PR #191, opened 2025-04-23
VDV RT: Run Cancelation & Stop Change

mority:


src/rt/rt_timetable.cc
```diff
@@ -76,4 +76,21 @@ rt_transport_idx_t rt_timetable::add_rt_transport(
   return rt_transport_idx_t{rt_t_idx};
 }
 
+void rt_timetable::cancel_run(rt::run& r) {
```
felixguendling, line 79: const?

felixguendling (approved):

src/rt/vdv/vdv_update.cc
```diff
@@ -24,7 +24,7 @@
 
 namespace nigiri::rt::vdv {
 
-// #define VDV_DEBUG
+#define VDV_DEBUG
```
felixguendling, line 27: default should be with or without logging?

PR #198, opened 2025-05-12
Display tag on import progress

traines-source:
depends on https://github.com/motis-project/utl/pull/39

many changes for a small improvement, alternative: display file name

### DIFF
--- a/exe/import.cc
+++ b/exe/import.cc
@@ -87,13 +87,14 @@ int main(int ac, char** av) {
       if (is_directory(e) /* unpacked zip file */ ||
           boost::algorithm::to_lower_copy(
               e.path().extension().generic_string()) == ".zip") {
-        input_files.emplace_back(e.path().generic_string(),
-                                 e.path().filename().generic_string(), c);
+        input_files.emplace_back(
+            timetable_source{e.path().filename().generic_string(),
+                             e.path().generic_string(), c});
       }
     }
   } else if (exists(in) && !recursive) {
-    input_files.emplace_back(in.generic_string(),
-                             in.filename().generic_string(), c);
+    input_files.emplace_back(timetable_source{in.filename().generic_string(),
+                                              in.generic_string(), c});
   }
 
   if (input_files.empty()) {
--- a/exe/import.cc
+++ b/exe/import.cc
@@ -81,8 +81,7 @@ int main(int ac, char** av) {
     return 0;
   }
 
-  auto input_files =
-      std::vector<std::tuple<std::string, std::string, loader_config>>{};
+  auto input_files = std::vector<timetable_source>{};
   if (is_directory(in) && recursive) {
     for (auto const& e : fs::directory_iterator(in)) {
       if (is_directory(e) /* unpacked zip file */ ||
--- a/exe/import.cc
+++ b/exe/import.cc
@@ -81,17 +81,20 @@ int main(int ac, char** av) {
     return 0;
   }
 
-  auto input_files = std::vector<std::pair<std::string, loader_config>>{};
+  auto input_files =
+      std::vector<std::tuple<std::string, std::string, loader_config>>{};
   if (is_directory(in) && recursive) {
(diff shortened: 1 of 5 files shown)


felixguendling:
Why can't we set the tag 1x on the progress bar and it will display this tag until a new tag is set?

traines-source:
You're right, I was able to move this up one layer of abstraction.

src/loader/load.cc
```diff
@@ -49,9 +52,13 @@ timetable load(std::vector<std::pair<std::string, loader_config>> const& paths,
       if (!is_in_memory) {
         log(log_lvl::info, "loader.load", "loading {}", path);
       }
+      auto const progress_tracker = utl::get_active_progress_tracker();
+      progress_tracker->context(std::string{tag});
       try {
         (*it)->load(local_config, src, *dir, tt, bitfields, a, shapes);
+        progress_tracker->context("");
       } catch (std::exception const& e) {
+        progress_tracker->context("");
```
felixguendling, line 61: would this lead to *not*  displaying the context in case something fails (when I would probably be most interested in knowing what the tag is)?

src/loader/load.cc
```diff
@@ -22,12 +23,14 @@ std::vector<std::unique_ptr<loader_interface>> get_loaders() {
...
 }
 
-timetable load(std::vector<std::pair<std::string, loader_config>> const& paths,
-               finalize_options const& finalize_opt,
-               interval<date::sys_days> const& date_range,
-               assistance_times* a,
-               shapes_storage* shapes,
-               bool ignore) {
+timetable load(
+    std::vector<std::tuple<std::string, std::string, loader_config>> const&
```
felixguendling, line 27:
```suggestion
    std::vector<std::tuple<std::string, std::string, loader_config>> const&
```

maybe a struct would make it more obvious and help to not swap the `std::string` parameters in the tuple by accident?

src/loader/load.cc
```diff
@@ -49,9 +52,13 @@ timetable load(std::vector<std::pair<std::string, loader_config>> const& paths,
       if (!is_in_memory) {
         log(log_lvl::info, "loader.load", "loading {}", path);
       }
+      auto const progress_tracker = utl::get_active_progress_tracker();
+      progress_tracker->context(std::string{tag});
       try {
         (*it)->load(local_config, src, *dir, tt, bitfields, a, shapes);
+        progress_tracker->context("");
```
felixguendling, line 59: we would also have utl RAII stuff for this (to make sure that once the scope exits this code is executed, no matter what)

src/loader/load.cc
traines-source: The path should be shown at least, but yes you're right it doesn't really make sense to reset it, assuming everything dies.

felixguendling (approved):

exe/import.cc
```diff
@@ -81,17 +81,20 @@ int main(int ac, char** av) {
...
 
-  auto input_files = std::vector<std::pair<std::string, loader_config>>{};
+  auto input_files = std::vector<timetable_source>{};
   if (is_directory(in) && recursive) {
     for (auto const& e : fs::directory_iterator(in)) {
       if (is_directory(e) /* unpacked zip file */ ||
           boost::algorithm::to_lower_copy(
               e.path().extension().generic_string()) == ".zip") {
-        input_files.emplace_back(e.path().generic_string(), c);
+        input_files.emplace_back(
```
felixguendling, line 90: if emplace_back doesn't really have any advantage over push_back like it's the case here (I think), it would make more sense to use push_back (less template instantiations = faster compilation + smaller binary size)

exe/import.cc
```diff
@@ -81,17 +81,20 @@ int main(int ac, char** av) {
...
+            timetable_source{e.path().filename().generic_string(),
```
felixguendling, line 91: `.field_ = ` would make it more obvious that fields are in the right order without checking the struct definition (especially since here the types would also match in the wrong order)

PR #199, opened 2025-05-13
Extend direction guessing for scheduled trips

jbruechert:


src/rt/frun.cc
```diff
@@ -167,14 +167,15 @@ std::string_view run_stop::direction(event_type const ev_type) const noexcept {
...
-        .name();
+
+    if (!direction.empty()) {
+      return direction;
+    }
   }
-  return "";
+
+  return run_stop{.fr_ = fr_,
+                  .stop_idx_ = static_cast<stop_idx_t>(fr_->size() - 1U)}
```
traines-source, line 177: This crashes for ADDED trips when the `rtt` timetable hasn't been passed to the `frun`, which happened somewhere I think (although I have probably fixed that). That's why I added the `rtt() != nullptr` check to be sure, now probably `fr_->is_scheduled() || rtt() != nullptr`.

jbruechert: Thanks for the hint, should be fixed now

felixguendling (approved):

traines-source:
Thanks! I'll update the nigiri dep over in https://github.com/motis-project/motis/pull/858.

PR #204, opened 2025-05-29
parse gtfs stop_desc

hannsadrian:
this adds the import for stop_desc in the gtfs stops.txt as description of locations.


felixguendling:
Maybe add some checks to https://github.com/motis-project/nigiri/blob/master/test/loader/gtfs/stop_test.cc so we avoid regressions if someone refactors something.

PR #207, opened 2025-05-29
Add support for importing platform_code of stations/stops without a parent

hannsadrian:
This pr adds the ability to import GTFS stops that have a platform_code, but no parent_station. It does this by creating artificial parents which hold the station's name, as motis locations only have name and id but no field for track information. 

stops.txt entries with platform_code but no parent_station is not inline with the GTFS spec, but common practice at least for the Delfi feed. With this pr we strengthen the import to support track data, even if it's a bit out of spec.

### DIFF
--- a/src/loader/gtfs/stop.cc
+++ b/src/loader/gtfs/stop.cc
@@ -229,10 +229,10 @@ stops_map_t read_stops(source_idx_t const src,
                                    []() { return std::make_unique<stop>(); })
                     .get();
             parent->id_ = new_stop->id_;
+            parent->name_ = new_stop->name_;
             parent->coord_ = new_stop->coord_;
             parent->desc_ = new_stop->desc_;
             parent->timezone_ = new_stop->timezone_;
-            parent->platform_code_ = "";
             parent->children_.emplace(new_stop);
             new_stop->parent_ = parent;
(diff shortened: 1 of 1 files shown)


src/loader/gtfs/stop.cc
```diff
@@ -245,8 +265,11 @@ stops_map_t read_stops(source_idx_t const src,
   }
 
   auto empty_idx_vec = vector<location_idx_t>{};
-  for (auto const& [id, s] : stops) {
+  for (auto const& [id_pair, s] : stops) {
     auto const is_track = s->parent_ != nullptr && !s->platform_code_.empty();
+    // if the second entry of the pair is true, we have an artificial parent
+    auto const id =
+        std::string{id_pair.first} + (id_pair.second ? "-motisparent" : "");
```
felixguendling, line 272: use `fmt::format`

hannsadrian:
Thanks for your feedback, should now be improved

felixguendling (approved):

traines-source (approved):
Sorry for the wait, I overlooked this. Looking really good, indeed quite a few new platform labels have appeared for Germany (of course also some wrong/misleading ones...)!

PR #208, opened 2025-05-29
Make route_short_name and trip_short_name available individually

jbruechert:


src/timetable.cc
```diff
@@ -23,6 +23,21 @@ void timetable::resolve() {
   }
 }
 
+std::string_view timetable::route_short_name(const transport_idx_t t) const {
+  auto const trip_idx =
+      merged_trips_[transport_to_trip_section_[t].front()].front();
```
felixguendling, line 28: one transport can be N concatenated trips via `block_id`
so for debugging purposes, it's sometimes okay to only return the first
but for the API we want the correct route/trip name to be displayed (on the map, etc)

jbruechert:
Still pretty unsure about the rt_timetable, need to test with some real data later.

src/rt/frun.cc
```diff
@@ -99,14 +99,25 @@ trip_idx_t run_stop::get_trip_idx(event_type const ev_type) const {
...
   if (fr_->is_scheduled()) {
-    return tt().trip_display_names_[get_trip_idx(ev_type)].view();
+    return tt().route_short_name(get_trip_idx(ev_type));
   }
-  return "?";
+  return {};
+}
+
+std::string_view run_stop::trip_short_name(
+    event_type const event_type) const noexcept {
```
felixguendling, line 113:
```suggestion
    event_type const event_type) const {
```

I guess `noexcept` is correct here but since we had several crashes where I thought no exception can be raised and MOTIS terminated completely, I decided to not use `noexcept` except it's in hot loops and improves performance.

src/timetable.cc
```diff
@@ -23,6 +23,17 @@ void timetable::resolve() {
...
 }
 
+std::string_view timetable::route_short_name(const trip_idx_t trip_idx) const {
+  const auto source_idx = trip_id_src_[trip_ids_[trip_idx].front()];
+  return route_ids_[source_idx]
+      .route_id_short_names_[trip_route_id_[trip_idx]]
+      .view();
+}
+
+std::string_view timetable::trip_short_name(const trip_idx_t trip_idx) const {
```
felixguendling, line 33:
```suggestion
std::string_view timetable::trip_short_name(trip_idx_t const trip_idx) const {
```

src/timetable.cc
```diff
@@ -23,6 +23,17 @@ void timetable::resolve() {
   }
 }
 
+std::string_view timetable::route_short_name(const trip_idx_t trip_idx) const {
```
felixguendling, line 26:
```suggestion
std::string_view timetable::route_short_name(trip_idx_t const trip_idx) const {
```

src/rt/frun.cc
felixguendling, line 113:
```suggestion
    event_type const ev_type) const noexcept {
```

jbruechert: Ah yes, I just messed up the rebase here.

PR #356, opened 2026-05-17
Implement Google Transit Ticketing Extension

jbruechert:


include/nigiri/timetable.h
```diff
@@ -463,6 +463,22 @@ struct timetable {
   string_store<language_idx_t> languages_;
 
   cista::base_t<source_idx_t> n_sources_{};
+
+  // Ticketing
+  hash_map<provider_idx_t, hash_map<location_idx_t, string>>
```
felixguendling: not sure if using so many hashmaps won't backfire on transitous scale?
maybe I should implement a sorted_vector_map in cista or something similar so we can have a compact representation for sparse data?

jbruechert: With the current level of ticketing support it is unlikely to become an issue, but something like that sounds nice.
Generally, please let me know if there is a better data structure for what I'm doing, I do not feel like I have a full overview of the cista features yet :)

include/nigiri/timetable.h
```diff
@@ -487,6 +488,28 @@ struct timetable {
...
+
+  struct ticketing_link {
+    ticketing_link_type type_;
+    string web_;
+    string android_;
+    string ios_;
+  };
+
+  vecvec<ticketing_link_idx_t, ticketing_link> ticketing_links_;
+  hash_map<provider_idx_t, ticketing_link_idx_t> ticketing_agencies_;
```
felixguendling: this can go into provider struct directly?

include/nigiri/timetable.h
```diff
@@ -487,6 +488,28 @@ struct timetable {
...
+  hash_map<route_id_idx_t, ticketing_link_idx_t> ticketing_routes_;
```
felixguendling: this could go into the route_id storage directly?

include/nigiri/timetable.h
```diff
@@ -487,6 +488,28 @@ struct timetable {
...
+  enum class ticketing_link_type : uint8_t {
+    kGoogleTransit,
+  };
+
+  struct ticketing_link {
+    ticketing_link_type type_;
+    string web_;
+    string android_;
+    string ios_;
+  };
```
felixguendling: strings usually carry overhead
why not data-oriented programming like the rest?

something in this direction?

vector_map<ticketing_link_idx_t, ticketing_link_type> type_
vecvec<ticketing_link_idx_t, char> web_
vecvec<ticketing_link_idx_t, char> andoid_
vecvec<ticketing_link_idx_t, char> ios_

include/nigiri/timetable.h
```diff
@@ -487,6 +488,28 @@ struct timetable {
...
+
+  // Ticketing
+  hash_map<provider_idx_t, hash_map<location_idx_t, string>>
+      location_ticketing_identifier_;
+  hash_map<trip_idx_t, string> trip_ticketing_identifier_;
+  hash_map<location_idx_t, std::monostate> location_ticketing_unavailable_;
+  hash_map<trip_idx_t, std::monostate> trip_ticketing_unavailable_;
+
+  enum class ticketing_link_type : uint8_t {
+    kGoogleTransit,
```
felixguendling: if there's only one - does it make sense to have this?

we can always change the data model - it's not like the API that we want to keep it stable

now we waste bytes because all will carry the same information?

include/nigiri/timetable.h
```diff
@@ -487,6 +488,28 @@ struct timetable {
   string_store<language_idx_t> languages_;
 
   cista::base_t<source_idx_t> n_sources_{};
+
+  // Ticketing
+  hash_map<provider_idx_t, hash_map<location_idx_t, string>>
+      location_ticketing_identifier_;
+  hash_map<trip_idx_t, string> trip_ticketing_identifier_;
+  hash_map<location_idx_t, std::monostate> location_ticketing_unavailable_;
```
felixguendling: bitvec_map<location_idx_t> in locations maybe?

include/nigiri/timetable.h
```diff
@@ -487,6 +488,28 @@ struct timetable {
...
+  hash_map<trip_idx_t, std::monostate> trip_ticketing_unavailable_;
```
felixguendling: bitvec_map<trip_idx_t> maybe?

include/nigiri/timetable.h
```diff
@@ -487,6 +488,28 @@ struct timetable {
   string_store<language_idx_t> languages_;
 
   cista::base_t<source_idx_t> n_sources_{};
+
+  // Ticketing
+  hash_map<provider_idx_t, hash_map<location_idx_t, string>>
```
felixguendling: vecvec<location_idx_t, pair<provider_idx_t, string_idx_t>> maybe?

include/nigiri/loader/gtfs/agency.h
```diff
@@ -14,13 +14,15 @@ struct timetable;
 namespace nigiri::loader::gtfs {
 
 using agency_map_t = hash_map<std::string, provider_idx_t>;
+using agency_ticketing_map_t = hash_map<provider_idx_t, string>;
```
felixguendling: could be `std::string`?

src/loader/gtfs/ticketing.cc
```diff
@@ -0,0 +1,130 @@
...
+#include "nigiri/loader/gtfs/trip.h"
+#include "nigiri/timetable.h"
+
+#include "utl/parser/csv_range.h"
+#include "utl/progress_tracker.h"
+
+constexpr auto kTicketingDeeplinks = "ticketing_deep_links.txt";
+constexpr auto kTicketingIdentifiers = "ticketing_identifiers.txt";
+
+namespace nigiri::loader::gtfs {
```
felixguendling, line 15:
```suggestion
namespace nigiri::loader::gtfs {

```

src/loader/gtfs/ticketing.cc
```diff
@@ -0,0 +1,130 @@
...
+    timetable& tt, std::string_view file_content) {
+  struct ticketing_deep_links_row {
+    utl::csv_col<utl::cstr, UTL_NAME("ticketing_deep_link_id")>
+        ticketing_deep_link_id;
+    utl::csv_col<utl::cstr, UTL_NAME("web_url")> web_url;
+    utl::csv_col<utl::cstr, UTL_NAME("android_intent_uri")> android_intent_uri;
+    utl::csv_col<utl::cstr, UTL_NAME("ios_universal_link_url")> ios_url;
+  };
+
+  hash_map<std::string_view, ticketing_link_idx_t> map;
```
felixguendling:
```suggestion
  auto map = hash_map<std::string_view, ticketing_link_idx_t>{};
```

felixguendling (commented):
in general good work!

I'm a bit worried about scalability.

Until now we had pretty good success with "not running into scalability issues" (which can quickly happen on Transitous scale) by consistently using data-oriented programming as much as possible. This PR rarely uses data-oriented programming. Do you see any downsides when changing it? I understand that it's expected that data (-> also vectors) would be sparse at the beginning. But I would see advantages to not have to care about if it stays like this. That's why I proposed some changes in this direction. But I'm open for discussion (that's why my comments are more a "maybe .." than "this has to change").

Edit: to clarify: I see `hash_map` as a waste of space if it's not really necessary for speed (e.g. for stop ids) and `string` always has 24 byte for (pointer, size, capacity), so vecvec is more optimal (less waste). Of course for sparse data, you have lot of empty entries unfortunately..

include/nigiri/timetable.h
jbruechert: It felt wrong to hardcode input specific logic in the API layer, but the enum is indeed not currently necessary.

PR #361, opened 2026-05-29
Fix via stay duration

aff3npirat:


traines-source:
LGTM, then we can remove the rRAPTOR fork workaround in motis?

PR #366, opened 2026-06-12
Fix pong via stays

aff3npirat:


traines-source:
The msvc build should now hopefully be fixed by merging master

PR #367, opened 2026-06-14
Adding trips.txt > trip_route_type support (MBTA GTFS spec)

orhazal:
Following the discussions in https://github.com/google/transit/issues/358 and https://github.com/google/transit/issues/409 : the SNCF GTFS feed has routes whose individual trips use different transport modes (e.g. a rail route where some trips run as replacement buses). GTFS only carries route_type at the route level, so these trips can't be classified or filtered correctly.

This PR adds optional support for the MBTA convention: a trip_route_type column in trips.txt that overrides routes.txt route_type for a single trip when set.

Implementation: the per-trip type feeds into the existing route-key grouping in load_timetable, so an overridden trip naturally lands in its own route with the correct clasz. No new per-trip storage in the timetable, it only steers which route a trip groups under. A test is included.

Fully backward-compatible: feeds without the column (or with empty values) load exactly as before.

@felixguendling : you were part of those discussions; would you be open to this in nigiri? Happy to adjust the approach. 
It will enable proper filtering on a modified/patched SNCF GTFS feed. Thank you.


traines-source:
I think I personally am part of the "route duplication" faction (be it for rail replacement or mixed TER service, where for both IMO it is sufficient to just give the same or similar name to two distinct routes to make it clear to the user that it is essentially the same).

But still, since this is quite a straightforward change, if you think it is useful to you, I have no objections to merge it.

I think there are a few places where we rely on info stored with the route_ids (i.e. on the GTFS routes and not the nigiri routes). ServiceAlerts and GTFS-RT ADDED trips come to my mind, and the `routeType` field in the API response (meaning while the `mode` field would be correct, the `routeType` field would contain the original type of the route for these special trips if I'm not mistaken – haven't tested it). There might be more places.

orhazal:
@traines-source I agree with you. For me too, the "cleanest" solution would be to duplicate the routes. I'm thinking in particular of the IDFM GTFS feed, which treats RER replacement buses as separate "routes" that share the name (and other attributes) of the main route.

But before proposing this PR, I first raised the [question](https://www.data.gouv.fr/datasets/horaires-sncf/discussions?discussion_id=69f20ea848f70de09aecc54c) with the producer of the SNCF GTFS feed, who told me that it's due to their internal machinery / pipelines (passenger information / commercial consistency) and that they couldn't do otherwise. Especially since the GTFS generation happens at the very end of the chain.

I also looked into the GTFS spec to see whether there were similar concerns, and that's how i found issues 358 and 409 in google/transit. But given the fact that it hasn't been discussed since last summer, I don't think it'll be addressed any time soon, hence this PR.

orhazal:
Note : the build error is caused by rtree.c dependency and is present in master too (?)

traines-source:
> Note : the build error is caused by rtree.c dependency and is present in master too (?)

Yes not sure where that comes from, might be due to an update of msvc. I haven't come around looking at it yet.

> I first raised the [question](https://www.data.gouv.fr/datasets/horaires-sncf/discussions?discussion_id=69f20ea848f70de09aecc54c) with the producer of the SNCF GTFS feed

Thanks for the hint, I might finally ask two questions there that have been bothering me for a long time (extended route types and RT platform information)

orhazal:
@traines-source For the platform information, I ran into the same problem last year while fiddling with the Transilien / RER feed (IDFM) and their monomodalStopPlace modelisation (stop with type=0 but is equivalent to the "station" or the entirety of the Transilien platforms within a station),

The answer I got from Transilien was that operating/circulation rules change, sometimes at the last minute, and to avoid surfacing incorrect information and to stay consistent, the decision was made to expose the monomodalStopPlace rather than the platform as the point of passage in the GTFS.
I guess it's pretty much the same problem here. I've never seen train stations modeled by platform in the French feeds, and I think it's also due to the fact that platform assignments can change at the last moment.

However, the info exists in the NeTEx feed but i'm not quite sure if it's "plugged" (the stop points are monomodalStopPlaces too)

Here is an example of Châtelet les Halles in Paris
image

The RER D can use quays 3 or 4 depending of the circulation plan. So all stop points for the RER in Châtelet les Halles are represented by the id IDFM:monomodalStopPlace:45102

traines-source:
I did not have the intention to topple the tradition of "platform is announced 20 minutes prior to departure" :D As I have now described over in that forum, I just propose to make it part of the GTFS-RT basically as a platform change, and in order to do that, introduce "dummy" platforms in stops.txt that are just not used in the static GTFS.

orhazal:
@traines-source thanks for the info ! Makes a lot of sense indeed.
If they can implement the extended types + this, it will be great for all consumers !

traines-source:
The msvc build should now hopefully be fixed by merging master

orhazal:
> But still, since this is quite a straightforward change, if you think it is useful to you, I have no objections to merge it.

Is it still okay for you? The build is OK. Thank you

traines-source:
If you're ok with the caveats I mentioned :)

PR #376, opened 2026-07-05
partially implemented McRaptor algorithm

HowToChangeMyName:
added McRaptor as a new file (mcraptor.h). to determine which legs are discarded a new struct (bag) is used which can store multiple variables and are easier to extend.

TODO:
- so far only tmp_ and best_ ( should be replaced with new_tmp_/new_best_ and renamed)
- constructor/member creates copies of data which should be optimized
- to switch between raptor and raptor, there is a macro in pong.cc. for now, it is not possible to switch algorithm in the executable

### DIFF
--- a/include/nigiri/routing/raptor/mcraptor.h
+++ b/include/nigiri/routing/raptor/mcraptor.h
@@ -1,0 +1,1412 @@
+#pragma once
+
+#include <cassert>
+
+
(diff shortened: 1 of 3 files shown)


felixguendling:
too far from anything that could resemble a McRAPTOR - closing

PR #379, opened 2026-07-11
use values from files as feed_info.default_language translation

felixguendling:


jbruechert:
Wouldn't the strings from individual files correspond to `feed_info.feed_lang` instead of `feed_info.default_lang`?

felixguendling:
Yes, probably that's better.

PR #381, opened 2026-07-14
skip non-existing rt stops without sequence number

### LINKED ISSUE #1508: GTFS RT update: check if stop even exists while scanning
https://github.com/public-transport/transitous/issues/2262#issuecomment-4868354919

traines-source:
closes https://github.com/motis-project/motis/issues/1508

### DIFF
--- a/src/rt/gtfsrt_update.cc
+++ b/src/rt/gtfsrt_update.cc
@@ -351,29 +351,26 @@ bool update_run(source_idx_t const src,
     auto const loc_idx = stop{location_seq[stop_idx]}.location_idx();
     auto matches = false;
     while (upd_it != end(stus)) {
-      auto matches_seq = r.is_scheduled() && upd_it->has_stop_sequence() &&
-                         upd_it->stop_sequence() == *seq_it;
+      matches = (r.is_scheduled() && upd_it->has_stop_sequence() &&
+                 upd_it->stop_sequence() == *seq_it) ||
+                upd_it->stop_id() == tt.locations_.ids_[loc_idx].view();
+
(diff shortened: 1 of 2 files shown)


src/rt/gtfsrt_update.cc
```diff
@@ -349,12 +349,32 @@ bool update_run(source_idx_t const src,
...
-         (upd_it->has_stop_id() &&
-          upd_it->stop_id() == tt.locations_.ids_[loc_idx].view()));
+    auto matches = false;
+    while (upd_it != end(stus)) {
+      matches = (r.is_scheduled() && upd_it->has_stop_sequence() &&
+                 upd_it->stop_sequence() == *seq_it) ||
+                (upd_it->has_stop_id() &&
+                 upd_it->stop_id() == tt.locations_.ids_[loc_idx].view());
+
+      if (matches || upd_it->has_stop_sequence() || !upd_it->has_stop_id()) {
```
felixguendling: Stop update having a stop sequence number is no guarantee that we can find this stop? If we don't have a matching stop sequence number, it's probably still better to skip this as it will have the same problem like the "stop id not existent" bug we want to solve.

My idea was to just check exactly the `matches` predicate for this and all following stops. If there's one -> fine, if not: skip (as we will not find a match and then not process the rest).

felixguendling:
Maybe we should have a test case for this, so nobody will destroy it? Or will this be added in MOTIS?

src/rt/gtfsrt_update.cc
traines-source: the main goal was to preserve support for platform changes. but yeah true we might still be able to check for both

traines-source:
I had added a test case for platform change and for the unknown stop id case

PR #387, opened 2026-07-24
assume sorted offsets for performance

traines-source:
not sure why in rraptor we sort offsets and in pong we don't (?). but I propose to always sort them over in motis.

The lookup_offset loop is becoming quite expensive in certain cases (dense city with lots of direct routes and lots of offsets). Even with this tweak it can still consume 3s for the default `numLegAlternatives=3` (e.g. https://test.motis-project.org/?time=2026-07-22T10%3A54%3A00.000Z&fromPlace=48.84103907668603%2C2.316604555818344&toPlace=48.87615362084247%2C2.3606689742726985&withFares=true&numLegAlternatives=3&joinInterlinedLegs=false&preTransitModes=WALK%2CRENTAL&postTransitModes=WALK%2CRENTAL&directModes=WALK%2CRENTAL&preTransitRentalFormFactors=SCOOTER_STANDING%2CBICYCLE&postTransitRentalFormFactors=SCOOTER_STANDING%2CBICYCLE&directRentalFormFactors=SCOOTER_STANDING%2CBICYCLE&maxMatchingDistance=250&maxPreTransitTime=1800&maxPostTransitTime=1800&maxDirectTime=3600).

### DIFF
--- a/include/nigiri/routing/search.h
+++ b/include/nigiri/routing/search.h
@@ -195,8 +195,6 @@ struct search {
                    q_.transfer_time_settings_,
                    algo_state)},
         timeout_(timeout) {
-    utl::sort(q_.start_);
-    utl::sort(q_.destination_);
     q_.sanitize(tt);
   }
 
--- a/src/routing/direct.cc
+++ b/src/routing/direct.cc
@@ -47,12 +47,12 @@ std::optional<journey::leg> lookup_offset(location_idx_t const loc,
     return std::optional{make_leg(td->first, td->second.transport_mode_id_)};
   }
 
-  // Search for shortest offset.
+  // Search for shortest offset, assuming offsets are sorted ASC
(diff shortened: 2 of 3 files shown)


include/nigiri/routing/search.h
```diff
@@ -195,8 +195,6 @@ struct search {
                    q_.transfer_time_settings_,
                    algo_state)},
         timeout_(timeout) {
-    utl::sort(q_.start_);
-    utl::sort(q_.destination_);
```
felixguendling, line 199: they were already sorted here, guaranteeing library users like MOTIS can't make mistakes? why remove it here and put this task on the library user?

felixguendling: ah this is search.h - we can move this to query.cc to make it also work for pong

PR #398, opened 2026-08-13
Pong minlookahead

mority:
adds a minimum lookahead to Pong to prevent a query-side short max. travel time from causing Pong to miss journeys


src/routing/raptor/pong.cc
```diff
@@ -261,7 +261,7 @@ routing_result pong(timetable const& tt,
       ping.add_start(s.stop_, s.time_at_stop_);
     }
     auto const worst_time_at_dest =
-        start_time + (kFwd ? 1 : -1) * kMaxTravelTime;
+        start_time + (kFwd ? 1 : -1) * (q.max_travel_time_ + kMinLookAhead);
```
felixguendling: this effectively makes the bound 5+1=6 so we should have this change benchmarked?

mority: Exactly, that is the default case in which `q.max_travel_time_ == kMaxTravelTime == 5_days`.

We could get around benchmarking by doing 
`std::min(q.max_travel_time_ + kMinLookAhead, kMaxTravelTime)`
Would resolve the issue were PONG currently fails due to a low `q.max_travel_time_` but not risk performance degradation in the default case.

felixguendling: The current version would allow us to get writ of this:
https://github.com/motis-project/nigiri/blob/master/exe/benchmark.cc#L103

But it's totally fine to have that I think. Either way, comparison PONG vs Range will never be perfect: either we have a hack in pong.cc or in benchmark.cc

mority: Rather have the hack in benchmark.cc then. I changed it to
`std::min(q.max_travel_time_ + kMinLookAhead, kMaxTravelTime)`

### Task requirements
Bring together all lines from the listing that contain the word "waste".

### Task result
now we waste bytes because all will carry the same information?
Edit: to clarify: I see `hash_map` as a waste of space if it's not really necessary for speed (e.g. for stop ids) and `string` always has 24 byte for (pointer, size, capacity), so vecvec is more optimal (less waste). Of course for sparse data, you have lot of empty entries unfortunately..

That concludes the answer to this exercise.